I would like to submit jobs to a computer cluster via the scheduler SGE using a pipe:
$ echo -e 'date; sleep 2; date' | qsub -cwd -j y -V -q all.q -N test
(The queue might be different depending on the particular cluster.)
Running this command-line in a bash terminal works for me on the cluster I have access to, with GNU bash version 3.2.25, GE version 6.2u5 and Linux 2.6 x86_64.
In Python 2.7.2, here are my commands (the whole script is available as a gist):
import subprocess
queue = "all.q"
jobName = "test"
cmd = "date; sleep 2; date"
echoArgs = ["echo", "-e", "'%s'" % cmd]
qsubArgs = ["qsub", "-cwd", "-j", "y", "-V", "-q", queue, "-N", jobName]
Case 1: using shell=True
makes it work:
wholeCmd = " ".join(echoArgs) + " | " + " ".join(qsubArgs)

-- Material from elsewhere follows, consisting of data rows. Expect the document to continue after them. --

PR #203, opened 2020-08-31
Added a way to wrap an Observable-/SingleWithResponse

rassmate:
Our subsystem uses it's own subclass extending HttpClient and makes the original solution not working at all times. We need a way to create new ObservableWithResponses when our internal httpclient applies some some operators on the ObservableWithResponse.

This was a way to make it possible but not too easy so that everyone would use it.

### DIFF
--- a/client/src/main/java/se/fortnox/reactivewizard/client/SingleWithResponse.java
+++ b/client/src/main/java/se/fortnox/reactivewizard/client/SingleWithResponse.java
@@ -24,4 +24,8 @@ class SingleWithResponse<T> extends Single<T> {
         }
         return httpClientResponse.get();
     }
+
+    static <T> SingleWithResponse<T> from(SingleWithResponse<T> singleWithResponse, Single<T> inner) {
+        return new SingleWithResponse<T>(inner, singleWithResponse.httpClientResponse);
+    }
 }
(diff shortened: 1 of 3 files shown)


client/src/main/java/se/fortnox/reactivewizard/client/SingleWithResponse.java
```diff
@@ -24,4 +24,8 @@ HttpClientResponse getResponse() {
         }
         return httpClientResponse.get();
     }
+
+    static <T> SingleWithResponse<T> from(SingleWithResponse<T> singleWithResponse, Single<T> inner) {
```
jepp3, line 28: these  have no defined scope, where are these going to be used?

jepp3 (commented):
Could you add a description to the PR describing why we are doing it and what problem it solves :)

JonasHallFnx (approved):

JonasHallFnx:
Nice solution!

client/src/main/java/se/fortnox/reactivewizard/client/SingleWithResponse.java
rassmate: It should be used In our subsystem but should not easily used, thus the package private scope.

jepp3 (approved):

flowertwig (approved):

splitfeed (approved):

out = subprocess.Popen(wholeCmd, shell=True, stdout=subprocess.PIPE)
out = out.communicate()[0]
jobId = out.split()[2]
But I would like to avoid that for security reasons explained in the official documentation.
Case 2: using the same code as above but with shell=False
results in the following error message, so that the job is not even submitted:
Traceback (most recent call last):
File "./test.py", line 22, in <module>
out = subprocess.Popen(cmd, shell=False, stdout=subprocess.PIPE)

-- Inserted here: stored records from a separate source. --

PR #205, opened 2020-09-03
Change CollectionOptions to allow extending

rassmate:
QueryParam annotations was previously added to the CollectionOptions properties to allow for an api to extend this class to make the api definition sleek.

Extending CollectionOptions proved not fully working in our internal framework so we decided to delete CollectionOptionsWithResult and put that extra property in the CollectionOptions class instead.


api/src/main/java/se/fortnox/reactivewizard/CollectionOptions.java
```diff
@@ -69,4 +71,12 @@ public SortOrder getOrder() {
     public void setOrder(SortOrder order) {
         this.order = order;
     }
+
+    public boolean isLastRecord() {
+        return lastRecord;
+    }
+
+    public void setNotLastRecord() {
```
JonasHallFnx, line 79: If we in the future would like to make this a nullable property, then a setter taking a boolean would mean that the api would stay (almost) intact?

JonasHallFnx (approved):

splitfeed (approved):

File "/share/apps/lib/python2.7/subprocess.py", line 679, in __init__
errread, errwrite)
File "/share/apps/lib/python2.7/subprocess.py", line 1228, in _execute_child
raise child_exception
OSError: [Errno 2] No such file or directory
Case 3: therefore, following the official documentation as well as this on SO, here is one proper way to do it:
echoProc = subprocess.Popen(echoArgs, stdout=subprocess.PIPE)
out = subprocess.check_output(qsubArgs, stdin=echoProc.stdout)
echoProc.wait()
The job is successfully submitted, but it returns the following error message:
/opt/gridengine/default/spool/compute-2-27/job_scripts/3873705: line 1: echo 3; date; sleep 2; date: command not found
This is something I don't understand.
Case 4: another proper way to do it following this is:
echoProc = subprocess.Popen(echoArgs, stdout=subprocess.PIPE)
qsubProc = subprocess.Popen(qsubArgs, stdin=echoProc.stdout, stdout=subprocess.PIPE)
echoProc.stdout.close()
out = qsubProc.communicate()[0]
echoProc.wait()
Here again the job is successfully submitted, but returns the following error message:
/opt/gridengine/default/spool/compute-2-32/job_scripts/3873706: line 1: echo 4; date; sleep 2; date: command not found
Did I make mistakes in my Python code? Could the problem come from the way Python or SGE were compiled and installed?